Saturday, November 19, 2016

Titian

Tiziano Vecelli, known in English as Titian, was the leading Venetian artist of the sixteenth century. He was dubbed "a sun amidst small stars". The date of his birth is unknown, but it was sometime around 1488; he died in 1576. That's a self-portrait of 1565 above.

Man in a Red Hat, c 1510.

Portrait of a Young Man, c. 1510, a striking work I can't remember ever seeing before today.

Judith, detail, c. 1515. Note this face, because it reappears again and again over the next thirty years. I am not sure if it was based on one real woman he remembered, if he imagined it, or if he kept hiring models with the same face.

The Assumption of the Virgin, 1516-1518.

Federico II Gonzaga, c. 1525, detail. There are a staggering number of paintings in the world signed with Titian's name, including several scenes that he painted three or four times. Much of this work looks, to me, unworthy of the man who created these masterpieces. (No bad stuff here; we have standards.) We know that once he got famous Titian headed a studio with several assistants, and looking at some of his studio's work I have to think that he didn't exercise nearly the control that (for example) Bernini did.

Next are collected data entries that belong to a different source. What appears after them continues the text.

PR #176, opened 2024-04-03
Update to nix-0.28

### LINKED ISSUE #175: Update dependency on nix to 0.28
The current dependency on nix 0.26 results in multiple crate versions for bitflags.
The latest release of nix (0.28) fixes this.

neumann-paulmann:
While at it, use std::os::fd::owned::OwnedFd instead of custom implementation.

Fixes #175

### DIFF
--- a/Cargo.toml
+++ b/Cargo.toml
@@ -17,7 +17,7 @@ categories = ["hardware-support"]
 [target."cfg(unix)".dependencies]
 bitflags = "2.4.0"
 cfg-if = "1.0.0"
-nix = { version = "0.26", default-features = false, features = ["fs", "ioctl", "poll", "signal", "term"] }
+nix = { version = "0.28", default-features = false, features = ["fs", "ioctl", "poll", "signal", "term"] }
 
 [target.'cfg(all(target_os = "linux", not(target_env = "musl")))'.dependencies]
 libudev = { version = "0.3.0", optional = true }
--- a/src/posix/poll.rs
+++ b/src/posix/poll.rs
@@ -1,7 +1,7 @@
 #![allow(non_camel_case_types, dead_code)]
 
 use std::io;
-use std::os::unix::io::RawFd;
+use std::os::fd::AsFd;
 use std::slice;
 use std::time::Duration;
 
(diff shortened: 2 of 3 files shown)


eldruin (commented):
Thank you for your work!
Could you look into the CI failures?
Also, could you add an entry to the changelog about this?

eldruin:
Hmm, this does not seem MSRV-related to me, though. Here is a run with 1.76.0:
https://github.com/serialport/serialport-rs/actions/runs/8535157043/job/23396028026?pr=176#step:7:42

The MSRV is set to 1.59.0, where have you found the 1.36.0 reference?
Changing the MSRV has implications related to the supported platforms.
What do you think @sirhcel ?

sirhcel:
> Hmm, this does not seem MSRV-related to me, though. [...]

No, this looks like an issue with the signedness of `milliseconds` in the explicit conversion from `Duration`. Both target types for the poll timeout support directly converting from `Duration` and we can work around it by using these direct conversions.

Ended up with bf7050c while looking into this. So there is just raising the MSRV left.


> Changing the MSRV has implications related to the supported platforms. What do you think @sirhcel?

At a first glance at least when it comes to the Rust support shipped with Yocto. Dependents using older Yocto releases could still pin their dependency on us to a minor version and we could attempt to scan all publicly visible dependencies. And on the other hand there is also meta-rust-bin which provides the brand spanking new releases of Rust. Let me think and sleep over it.

eldruin:
Did you have time to think about this @sirhcel ?

sirhcel:
I finally managed to. Just to get my perspective on this right: Is bumping our nix dependency tied to switching to `OwnedFd`? Or is the latter a drive-by catch happening in the context of bumping nix?

I'm fine with switching to `OwnedFd` with a minor release as this does not look like a breaking change to me as far as I'm overseeing this as of now.

When it comes to bumping nix, I would postpone this to the next major release as this could be a breaking change for dependents still relying on our MSRV being 1.59.0. I know this is subject to general discussion but we've got our MSRV for dev builds broken recently with our dependencies `serialport` -> `clap` -> `os_str_bytes` (see #186). I would like to spare dependents with tighter MSRV requirements this experience.

max-heller:
Given the adoption of `OwnedFd`, could a `std::os:fd::AsFd` implementation be added as well?

JonathonReinhart:
Hi folks, what's the latest on this effort?

I'm attempting to pull this into a project that's locked-in on `nix` 0.28.0 so this is blocking me from using `serialport`.

Is there anything I can do to help move this forward?

inferiorhumanorgans:
Has there been any progress on updating this crate to use a newer `nix`?  I'm running into an issue where the custom `Drop` impl is causing problems with the borrow checker.

paolobarbolini:
I've made a new attempt at the `nix` upgrade in #263.

sirhcel:
And this work is finally on its way of being integrated into the next major release with #355. This will still take some time to get this over the finish line, but at least the sails are set now.

Thank you very much for getting this started @neumann-paulmann!

PR #181, opened 2024-05-05
Clean up integration tests

sirhcel:
This PRs cleans up some warnings from the doctests and makes tests using serial interfaces putting their cards on the table: The results of the operations under tests were just ignored beforehand and will be checked now.

Having the results checked now, requires the tests to use serial devices designated for testing. To keep a low profile, this is done by passing the devices via environment variables and rests requiring actual serial hardware can be ignored by default with the feature _ignore-hardware-tests_ which is done in CI.


eldruin (approved):
Nice work, thank you!

PR #184, opened 2024-05-06
Streamline integration tests and add first test for read timeouts

sirhcel:
This PR cleans up the following points:

* No longer requiring the the dummy environment variables from #181 (they are evaluated at runtime on demand now)
* Running tests for the `SerialPort` trait on all platforms

It also adds the first test for read timeouts showing the blocking behavior for a timeout of zero as described in #79 and paves the way for integrating #79.


eldruin (approved):
Great, thank you!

Gorgio Carnaro with a Falcon, c. 1526.

Pesaro Madonna, 1519-1526. Titian painted (or signed anyway) enough religious frescoes to fill half a dozen churches, most of which don't impress me. This one is famous because of Titian's use of color, which other painters found fascinating.

Woman in a Fur Coat, detail.


Isabella d'Este, c. 1535. Lovely painting but Isabella was actually 60 years old when it was painted, and it looks quite different from other portraits of Isabella (see here).

The Venus of Urbino, 1538.

Doge Andrea Gritti, 1530s.

Equestrian portrait of Emperor Charles V, 1548. Titian met the emperor in Bologna in 1530 and executed a full-length portrait of him that Charles loved; sadly it does not survive. From that time he was the semi-official painter for Charles and then his son Philip II. Charles V ruled Austria, the Low Countries, most of Italy, Spain, and Spain's world-spanning empire; but once when the Charles was visiting Titian's studio the artist dropped his brush, and the emperor bent to pick it up. They loved telling gestures in the Renaissance, so the incident became very famous.

Elector John I of Saxony, 1548.

Danae, 1553, the first and best of a whole series depicting the same scene.



Portrait of a Lady, c 1555.

Allegory of Wisdom in Age, c. 1570, said to be a triple portrait of Titian (left), his son and his nephew.